→ **Task brief**
Lines below that include the word "opened" should each be copied.

Stored items
>>>>

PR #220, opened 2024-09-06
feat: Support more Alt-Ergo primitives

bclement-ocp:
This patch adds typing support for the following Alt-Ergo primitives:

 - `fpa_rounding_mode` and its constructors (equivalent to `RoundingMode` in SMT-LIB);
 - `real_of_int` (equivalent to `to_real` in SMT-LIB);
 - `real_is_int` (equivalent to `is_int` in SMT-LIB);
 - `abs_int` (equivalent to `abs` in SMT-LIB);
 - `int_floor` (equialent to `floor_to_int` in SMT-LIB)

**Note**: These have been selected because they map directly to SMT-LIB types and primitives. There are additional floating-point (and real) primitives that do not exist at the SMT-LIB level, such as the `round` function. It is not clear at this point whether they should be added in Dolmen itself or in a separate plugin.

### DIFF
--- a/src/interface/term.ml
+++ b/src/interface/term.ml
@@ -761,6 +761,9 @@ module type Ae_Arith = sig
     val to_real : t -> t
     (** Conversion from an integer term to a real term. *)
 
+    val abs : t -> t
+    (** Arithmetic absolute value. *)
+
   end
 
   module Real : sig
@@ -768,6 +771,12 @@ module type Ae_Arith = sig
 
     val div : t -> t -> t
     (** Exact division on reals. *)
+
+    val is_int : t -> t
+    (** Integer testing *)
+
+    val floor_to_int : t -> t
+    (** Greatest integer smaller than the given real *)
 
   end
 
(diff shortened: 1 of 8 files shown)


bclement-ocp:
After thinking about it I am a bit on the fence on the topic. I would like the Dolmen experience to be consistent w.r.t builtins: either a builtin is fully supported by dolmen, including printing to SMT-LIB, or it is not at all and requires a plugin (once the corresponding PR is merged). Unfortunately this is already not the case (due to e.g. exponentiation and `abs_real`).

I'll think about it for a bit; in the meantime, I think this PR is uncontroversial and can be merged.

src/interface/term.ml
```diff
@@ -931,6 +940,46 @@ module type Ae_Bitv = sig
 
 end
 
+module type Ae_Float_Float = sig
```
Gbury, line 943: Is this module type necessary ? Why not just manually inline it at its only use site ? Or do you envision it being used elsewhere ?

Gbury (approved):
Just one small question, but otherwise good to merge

<<<<
>>>>

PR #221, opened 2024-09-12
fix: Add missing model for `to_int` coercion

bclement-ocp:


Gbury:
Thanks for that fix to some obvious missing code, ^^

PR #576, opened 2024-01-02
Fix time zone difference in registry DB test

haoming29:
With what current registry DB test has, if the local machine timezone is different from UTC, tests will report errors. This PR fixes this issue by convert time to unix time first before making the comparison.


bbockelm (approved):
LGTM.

<<<<

→ **Solution to this task**
PR #220, opened 2024-09-06
PR #221, opened 2024-09-12
PR #576, opened 2024-01-02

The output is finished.